[Entries taken from a collection]
______

PR #61, opened 2016-05-07
[feature] Origin CA Support

iToto:
Lots of repeated code in the client - could benefit from a refactor. But a good starting point I think :)


origin_ca.go
```diff
@@ -0,0 +1,153 @@
...
+}
+
+// OriginCertificateID is the resource sent back for a revoke action
+type OriginCertificateID struct {
+	ID string `json:"id"`
+}
+
+// OriginCAResponse is the APIv4 response envelop containing the OriginCA result
+type OriginCAResponse struct {
+	Success  bool     `json:"success"`
```
elithrar: Embed `Response` here to avoid repeating `Success` `Errors` and `Messages` each struct. Ref: https://github.com/cloudflare/cloudflare-go/blob/master/cloudflare.go#L152-L155

.travis.yml
```diff
@@ -21,3 +21,4 @@ notifications:
     recipients:
       - jamesog@cloudflare.com
       - msilverlock@cloudflare.com
+      - salvatore@cloudflare.com
```
elithrar: 👍

elithrar:
Couple of minor changes to catch up to the moving target that is this library! Thanks for submitting this though—esp. for the tests.

cloudflare.go
```diff
@@ -15,6 +15,7 @@ const apiURL = "https://api.cloudflare.com/client/v4"
 
 // API holds the configuration for the current API client. A client should not
 // be modified concurrently.
+const errRequestNotSuccessfull = "Error reported by API"
```
Tenzer: You should probably add this to `errors.go` when you are rebasing. You also have an "L" to much at the end of the constant name.

iToto:
is there anything still outstanding here?

elithrar:
@itoto I don't think so! I didn't get notifications for your added commits. Will review today/tomorrow and merge—thanks!

errors.go
```diff
@@ -2,9 +2,10 @@ package cloudflare
 
 // Error messages
 const (
-	errEmptyCredentials = "invalid credentials: key & email must not be empty"
-	errMakeRequestError = "error from makeRequest"
-	errUnmarshalError   = "error unmarshalling the JSON response"
+	errEmptyCredentials     = "invalid credentials: key & email must not be empty"
+	errMakeRequestError     = "error from makeRequest"
+	errUnmarshalError       = "error unmarshalling the JSON response"
+	errRequestNotSuccessful = "Error reported by API"
```
Tenzer: Nitpick: In order to match the established pattern, the error message should start with a lower case letter.

origin_ca.go
```diff
@@ -0,0 +1,147 @@
...
+
+import (
+	"encoding/json"
+
+	"github.com/pkg/errors"
+)
+
+// OriginCA resource
+// This is the origin_ca resource definition (as defined here:
+// https://api.cloudflare.com/#origin-ca || https://api.cloudflare.com/#cloudflare-ca
```
Tenzer: It seems like the `#origin-ca` anchor no longer works, so we might as well remove it.

origin_ca.go
```diff
@@ -0,0 +1,147 @@
+package cloudflare
+
+import (
+	"encoding/json"
+
+	"github.com/pkg/errors"
+)
+
+// OriginCA resource
+// This is the origin_ca resource definition (as defined here:
```
Tenzer: I'm not quite sure why the opening parenthesis is doing in there :)

origin_ca.go
Tenzer: Actually, it seems like all the references pointing at `#origin-ca...` has been changed to `#cloudflare-ca...` in the documentation.

origin_ca.go
```diff
@@ -0,0 +1,147 @@
...
+// https://api.cloudflare.com/#origin-ca || https://api.cloudflare.com/#cloudflare-ca
+type OriginCA struct {
+	ID              string   `json:"id"`
+	Certificate     string   `json:"certificate"`
+	Hostnames       []string `json:"hostnames"`
+	ExpiresOn       string   `json:"expires_on"`
```
Tenzer: I think it makes better sense to return dates as `time.Time` types, I have made #68 to change it for the rest of the code.

Tenzer:
There's a bit of a blocker here: The Origin CA doesn't support the existing authentication method the rest of the methods use. It instead uses the `X-Auth-User-Service-Key` header with a specific token for the Origin CA actions.

We can probably make `api.makeRequest` support this extra header if it's set by the user, but we still need a way to let the user set this token - and also support doing requests to the Origin CA endpoints without the usual email and key fields being set.

origin_ca.go
```diff
@@ -0,0 +1,147 @@
...
+		return nil, errors.Wrap(err, errUnmarshalError)
+	}
+
+	if !originResponse.Success {
+		return nil, errors.New(errRequestNotSuccessful)
+	}
+
+	createdCert := originResponse.Result
+
+	return &createdCert, nil
```
Tenzer: Couldn't this line and the one above just be rewritten to: `return &originResponse.Result, nil`? That's also what is being done in the `OriginCertificate` method.

stretchkennedy:
What ended up happening with this PR? What work would need to be done to get it merged?

jamesog:
I'd forgotten this PR existed so had started working on this feature (along with implementing User-Service auth). I've got a mostly-working thing for User-Service, however I can't test this right now; it looks like GET /certificates is doing the wrong thing (or works differently from the API docs).

origin_ca.go
```diff
@@ -0,0 +1,146 @@
...
+// This is the origin_ca resource definition as defined here:
+// https://api.cloudflare.com/#cloudflare-ca
+type OriginCA struct {
+	ID              string    `json:"id"`
+	Certificate     string    `json:"certificate"`
+	Hostnames       []string  `json:"hostnames"`
+	ExpiresOn       time.Time `json:"expires_on"`
+	RequestType     string    `json:"request_type"`
+	RequestValidity string    `json:"requested_validity"`
+	Csr             string    `json:"csr"`
```
jamesog: Should be `CSR`.

origin_ca.go
```diff
@@ -0,0 +1,146 @@
...
+	"encoding/json"
+	"time"
+
+	"github.com/pkg/errors"
+)
+
+// OriginCA resource
+// This is the origin_ca resource definition as defined here:
+// https://api.cloudflare.com/#cloudflare-ca
+type OriginCA struct {
```
jamesog: Might want to call this `Certificate` since it describes a certificate and not the CA itself. :-)

origin_ca.go
```diff
@@ -0,0 +1,146 @@
...
+}
+
+// OriginCAResponse is the APIv4 response envelop containing the OriginCA result
+type OriginCAResponse struct {
+	Response
+	Result OriginCA `json:"result"`
+}
+
+// OriginCAResponseList is the APIv4 response envelop containing a listof OriginCA result
+type OriginCAResponseList struct {
```
jamesog: Ditto here.

origin_ca.go
```diff
@@ -0,0 +1,146 @@
...
+	Response
+	Result     []OriginCA `json:"result"`
+	ResultInfo ResultInfo `json:"result_info"`
+}
+
+// OriginCAResponseRevoke is the APIv4 response envelop containing a revoked cert id
+type OriginCAResponseRevoke struct {
```
jamesog: And here.

origin_ca.go
```diff
@@ -0,0 +1,146 @@
...
+	Csr             string    `json:"csr"`
+}
+
+// OriginCertificateID is the resource sent back for a revoke action
+type OriginCertificateID struct {
+	ID string `json:"id"`
+}
+
+// OriginCAResponse is the APIv4 response envelop containing the OriginCA result
+type OriginCAResponse struct {
```
jamesog: I don't think this response struct needs to be public.

jamesog:
I just created #104 to add User Service authentication.

iToto:
@jamesog any update on this?

jamesog:
Ah, sorry. Just 1.5 more things:

1) Can you change all the method signatures to match how they were changed in #115 please? (you're just missing an extra blank line)
1.5) This is otherwise fine; however I'm still puzzled how the user-service auth works. My change in #104 means it's possible to flip between key+email or user-service, but I'm still not sure if that should be done by the user or the method. I'm leaning towards the latter, I think. What do you think?

iToto:
Yeah, I also think it should be the latter. We shouldn't leave it up to the user to decide what type of auth to use.

jamesog:
Alright. Do you want to update the methods to call `api.SetAuthType(AuthUserService)`? I'm also thinking we should fetch the current value before doing that and resetting it when we're done.

jamesog:
This is now done in #136.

______

- [Task prompt]:
Your response needs to restate the lines above exactly.

- [Output below]:
PR #61, opened 2016-05-07
[feature] Origin CA Support

iToto:
Lots of repeated code in the client - could benefit from a refactor. But a good starting point I think :)


origin_ca.go
```diff
@@ -0,0 +1,153 @@
...
+}
+
+// OriginCertificateID is the resource sent back for a revoke action
+type OriginCertificateID struct {
+	ID string `json:"id"`
+}
+
+// OriginCAResponse is the APIv4 response envelop containing the OriginCA result
+type OriginCAResponse struct {
+	Success  bool     `json:"success"`
```
elithrar: Embed `Response` here to avoid repeating `Success` `Errors` and `Messages` each struct. Ref: https://github.com/cloudflare/cloudflare-go/blob/master/cloudflare.go#L152-L155

.travis.yml
```diff
@@ -21,3 +21,4 @@ notifications:
     recipients:
       - jamesog@cloudflare.com
       - msilverlock@cloudflare.com
+      - salvatore@cloudflare.com
```
elithrar: 👍

elithrar:
Couple of minor changes to catch up to the moving target that is this library! Thanks for submitting this though—esp. for the tests.

cloudflare.go
```diff
@@ -15,6 +15,7 @@ const apiURL = "https://api.cloudflare.com/client/v4"
 
 // API holds the configuration for the current API client. A client should not
 // be modified concurrently.
+const errRequestNotSuccessfull = "Error reported by API"
```
Tenzer: You should probably add this to `errors.go` when you are rebasing. You also have an "L" to much at the end of the constant name.

iToto:
is there anything still outstanding here?

elithrar:
@itoto I don't think so! I didn't get notifications for your added commits. Will review today/tomorrow and merge—thanks!

errors.go
```diff
@@ -2,9 +2,10 @@ package cloudflare
 
 // Error messages
 const (
-	errEmptyCredentials = "invalid credentials: key & email must not be empty"
-	errMakeRequestError = "error from makeRequest"
-	errUnmarshalError   = "error unmarshalling the JSON response"
+	errEmptyCredentials     = "invalid credentials: key & email must not be empty"
+	errMakeRequestError     = "error from makeRequest"
+	errUnmarshalError       = "error unmarshalling the JSON response"
+	errRequestNotSuccessful = "Error reported by API"
```
Tenzer: Nitpick: In order to match the established pattern, the error message should start with a lower case letter.

origin_ca.go
```diff
@@ -0,0 +1,147 @@
...
+
+import (
+	"encoding/json"
+
+	"github.com/pkg/errors"
+)
+
+// OriginCA resource
+// This is the origin_ca resource definition (as defined here:
+// https://api.cloudflare.com/#origin-ca || https://api.cloudflare.com/#cloudflare-ca
```
Tenzer: It seems like the `#origin-ca` anchor no longer works, so we might as well remove it.

origin_ca.go
```diff
@@ -0,0 +1,147 @@
+package cloudflare
+
+import (
+	"encoding/json"
+
+	"github.com/pkg/errors"
+)
+
+// OriginCA resource
+// This is the origin_ca resource definition (as defined here:
```
Tenzer: I'm not quite sure why the opening parenthesis is doing in there :)

origin_ca.go
Tenzer: Actually, it seems like all the references pointing at `#origin-ca...` has been changed to `#cloudflare-ca...` in the documentation.

origin_ca.go
```diff
@@ -0,0 +1,147 @@
...
+// https://api.cloudflare.com/#origin-ca || https://api.cloudflare.com/#cloudflare-ca
+type OriginCA struct {
+	ID              string   `json:"id"`
+	Certificate     string   `json:"certificate"`
+	Hostnames       []string `json:"hostnames"`
+	ExpiresOn       string   `json:"expires_on"`
```
Tenzer: I think it makes better sense to return dates as `time.Time` types, I have made #68 to change it for the rest of the code.

Tenzer:
There's a bit of a blocker here: The Origin CA doesn't support the existing authentication method the rest of the methods use. It instead uses the `X-Auth-User-Service-Key` header with a specific token for the Origin CA actions.

We can probably make `api.makeRequest` support this extra header if it's set by the user, but we still need a way to let the user set this token - and also support doing requests to the Origin CA endpoints without the usual email and key fields being set.

origin_ca.go
```diff
@@ -0,0 +1,147 @@
...
+		return nil, errors.Wrap(err, errUnmarshalError)
+	}
+
+	if !originResponse.Success {
+		return nil, errors.New(errRequestNotSuccessful)
+	}
+
+	createdCert := originResponse.Result
+
+	return &createdCert, nil
```
Tenzer: Couldn't this line and the one above just be rewritten to: `return &originResponse.Result, nil`? That's also what is being done in the `OriginCertificate` method.

stretchkennedy:
What ended up happening with this PR? What work would need to be done to get it merged?

jamesog:
I'd forgotten this PR existed so had started working on this feature (along with implementing User-Service auth). I've got a mostly-working thing for User-Service, however I can't test this right now; it looks like GET /certificates is doing the wrong thing (or works differently from the API docs).

origin_ca.go
```diff
@@ -0,0 +1,146 @@
...
+// This is the origin_ca resource definition as defined here:
+// https://api.cloudflare.com/#cloudflare-ca
+type OriginCA struct {
+	ID              string    `json:"id"`
+	Certificate     string    `json:"certificate"`
+	Hostnames       []string  `json:"hostnames"`
+	ExpiresOn       time.Time `json:"expires_on"`
+	RequestType     string    `json:"request_type"`
+	RequestValidity string    `json:"requested_validity"`
+	Csr             string    `json:"csr"`
```
jamesog: Should be `CSR`.

origin_ca.go
```diff
@@ -0,0 +1,146 @@
...
+	"encoding/json"
+	"time"
+
+	"github.com/pkg/errors"
+)
+
+// OriginCA resource
+// This is the origin_ca resource definition as defined here:
+// https://api.cloudflare.com/#cloudflare-ca
+type OriginCA struct {
```
jamesog: Might want to call this `Certificate` since it describes a certificate and not the CA itself. :-)

origin_ca.go
```diff
@@ -0,0 +1,146 @@
...
+}
+
+// OriginCAResponse is the APIv4 response envelop containing the OriginCA result
+type OriginCAResponse struct {
+	Response
+	Result OriginCA `json:"result"`
+}
+
+// OriginCAResponseList is the APIv4 response envelop containing a listof OriginCA result
+type OriginCAResponseList struct {
```
jamesog: Ditto here.

origin_ca.go
```diff
@@ -0,0 +1,146 @@
...
+	Response
+	Result     []OriginCA `json:"result"`
+	ResultInfo ResultInfo `json:"result_info"`
+}
+
+// OriginCAResponseRevoke is the APIv4 response envelop containing a revoked cert id
+type OriginCAResponseRevoke struct {
```
jamesog: And here.

origin_ca.go
```diff
@@ -0,0 +1,146 @@
...
+	Csr             string    `json:"csr"`
+}
+
+// OriginCertificateID is the resource sent back for a revoke action
+type OriginCertificateID struct {
+	ID string `json:"id"`
+}
+
+// OriginCAResponse is the APIv4 response envelop containing the OriginCA result
+type OriginCAResponse struct {
```
jamesog: I don't think this response struct needs to be public.

jamesog:
I just created #104 to add User Service authentication.

iToto:
@jamesog any update on this?

jamesog:
Ah, sorry. Just 1.5 more things:

1) Can you change all the method signatures to match how they were changed in #115 please? (you're just missing an extra blank line)
1.5) This is otherwise fine; however I'm still puzzled how the user-service auth works. My change in #104 means it's possible to flip between key+email or user-service, but I'm still not sure if that should be done by the user or the method. I'm leaning towards the latter, I think. What do you think?

iToto:
Yeah, I also think it should be the latter. We shouldn't leave it up to the user to decide what type of auth to use.

jamesog:
Alright. Do you want to update the methods to call `api.SetAuthType(AuthUserService)`? I'm also thinking we should fetch the current value before doing that and resetting it when we're done.

jamesog:
This is now done in #136.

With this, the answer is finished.